OSS CLI (free) → UI local (free) → hosted audit (freemium) → registry (paid) → monitoring (SaaS)

Tier	What	Pricing
Free (OSS)	CLI, GitHub Action, all assertion types, local UI	Free forever
Hosted audit	Paste a server URL, get results in the browser. No CLI install.	Free: 5 audits/month. Paid: unlimited.
Quality registry	Public leaderboard. Server authors claim listings, add verified badge, show CI status.	Free listing. Verified badge: paid.
Continuous monitoring	Run assertion suite on schedule against live servers. Alert on regression (Slack, email, PagerDuty).	$29/mo per server, $99/mo teams
Team dashboard	Shared view of org's MCP servers, coverage, pass rates, trends. Role-based access, audit logs.	Enterprise pricing

The quality registry (mcp-assert.dev) becomes the "npm audit for MCP": users check before adopting a server, authors add the badge for trust. Revenue comes from verified listings and continuous monitoring.

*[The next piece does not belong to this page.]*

PR #1387, opened 2026-05-17
fix(resume): validate part completeness before skipping

### LINKED ISSUE #1382: Conservative resume validation: verify part file completeness before skipping
## Problem

The `--resume` flag for both download and upload tracks processed parts in a bbolt state database at the part level. When a download/upload is interrupted mid-part (e.g., 3 of 8 files in a part were transferred), the state records the part as "processed" because the goroutine started it. On resume, the part is skipped entirely — leaving incomplete parts that cause ClickHouse `ATTACH` failures.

Viability depends on MCP ecosystem growth. If MCP becomes the standard agent-to-tool protocol (Anthropic, OpenAI, Google all pushing it), the quality layer is infrastructure.

Open PRs and Issues

PR/Issue	Repo	Status	What happens when it merges
antvis/mcp-server-chart#292	Fix: isError on chart failures	Open, maintainer engaged	Submit CI integration PR immediately
grafana/mcp-grafana#793	Fix: timestamp validation	Open, CLA signed	Update scorecard, unskip assertion
mark3labs/mcp-go#828	Fix: stderr hooks	Open	Update scorecard
modelcontextprotocol/servers#4044	Fix: blob content type (community)	Open	Update scorecard, unskip filesystem assertion
modelcontextprotocol/servers#4051	Fix: puppeteer_navigate isError	Open (archived branch)	Update scorecard, unskip assertion
sammcj/mcp-devtools#258	Fix: isError instead of internal error	Open	Update scorecard, unskip assertions
steipete/Peekaboo#108	Issue: internal error on missing perms	Open	Swift fix, not pursuing PR

Coverage Expansion Opportunities

Server	Current	Potential	Blocker
Playwright	67% (14/21)	~85%	click/hover/drag need snapshot element refs (multi-step chaining)
Google Storage	35% (6/17)	~80%	Needs GCP credentials (use skip_unless_env)
Grafana	34% (17/50)	~60%	Needs running Grafana instance (docker-compose with service container)
git-mcp (idosal)	39% (14/36)	~60%	Many write tools need valid repo state
Perplexity	100% auth errors only	100% real	Needs API key ($5 free credits)

MCP Protocol Coverage

10 of 12 MCP protocol methods covered. Two gaps remain (low priority, rarely used):

Protocol area	Status
Cancellation (`$/cancelRequest`)	Not covered
Ping keepalive	Not covered

Assertion Engine

Item	Priority	Description
Structured recovery actions	Medium	When an assertion fails, return machine-readable guidance. Agents consuming mcp-assert output could self-correct.
Invariant drift detection	Medium	Snapshot state before a tool call, compare after.

Recently Shipped

Item	Version	Description
getsentry/XcodeBuildMCP suite	Unreleased	10 assertions, 27 tools discovered, 100% clean. First macOS-specific server. Server #39.
`mcp-assert audit` command	Unreleased	Zero-config quality audit. Connects, discovers tools, calls each with schema-generated inputs, reports quality score. Generates starter YAML for CI. Discovery on-ramp to the YAML workflow.
`skip_unless_env` field	Unreleased	Conditional assertion skipping based on env vars. Live-backend and no-auth assertions coexist in same suite.
Per-assertion Docker isolation	Unreleased	`docker:` field in server YAML. Fresh container per assertion for safe write testing.
Coverage expansion	Unreleased	SQLite 100%, Memory 100%, engram 100%. Anthropic git 92%, Playwright 67%.
Perplexity, Peekaboo, CodeGraphContext, deep-research suites	Unreleased	39 servers, 472 assertions, 6 languages, 15 bugs.
pytest plugin	0.5.0	`pip install pytest-mcp-assert`. Published to PyPI via release pipeline.
Badge snippet on pass	0.5.0	CLI and GitHub Action output ready-to-paste badge markdown.
SSE transport fix	0.4.0	`Start()` missing for SSE/HTTP clients. Found by dogfooding.